**Data under study**
PR #1295, opened 2022-03-31
Pool components UI refactor

### LINKED ISSUE #1293: Move pool TVL number
Make it a new section under `Owner Value Locked` so it does not appear as being part of the chart

kremalicious:
Massive PR as all the markup within `components/AssetActions/Pool` was changed,m made sure to not touch any calculations.

- closes #1293
- new `PoolSection` component only dealing with layout and spacing
- highly reduce passing around props, replace with `usePool` hook in almost all components
- ...


mihaisc:
it this how it's supposed to look? aren't we wasting a lot of space and making the graph sooo small?
image

EnzoVezzaro:
Found small issue. If you're not connected, "Your Locked Value" percentage is `undefined`.

Screen Shot 2022-04-05 at 6 34 53 AM

if you logged in, it works.

EnzoVezzaro:
Now I see a difference between logged in / logged out user.

Not logged in (no percentage):
Screen Shot 2022-04-05 at 7 13 51 AM

Logged in (with percentage):
Screen Shot 2022-04-05 at 7 13 37 AM

I don't know if hiding the percentage was intended, if so, we need to do the same for the logged in user.

kremalicious:
> I don't know if hiding the percentage was intended

yeah was intended, not really opinionated if we should show nothing or 0, just decided quickly that without wallet no need to even show 0 as there's no way for it to change, so removed it. When wallet is connected it becomes active and shows 0.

**Prompt**
Return every line from the material that contains the word "hiding".

**Reply**
I don't know if hiding the percentage was intended, if so, we need to do the same for the logged in user.
> I don't know if hiding the percentage was intended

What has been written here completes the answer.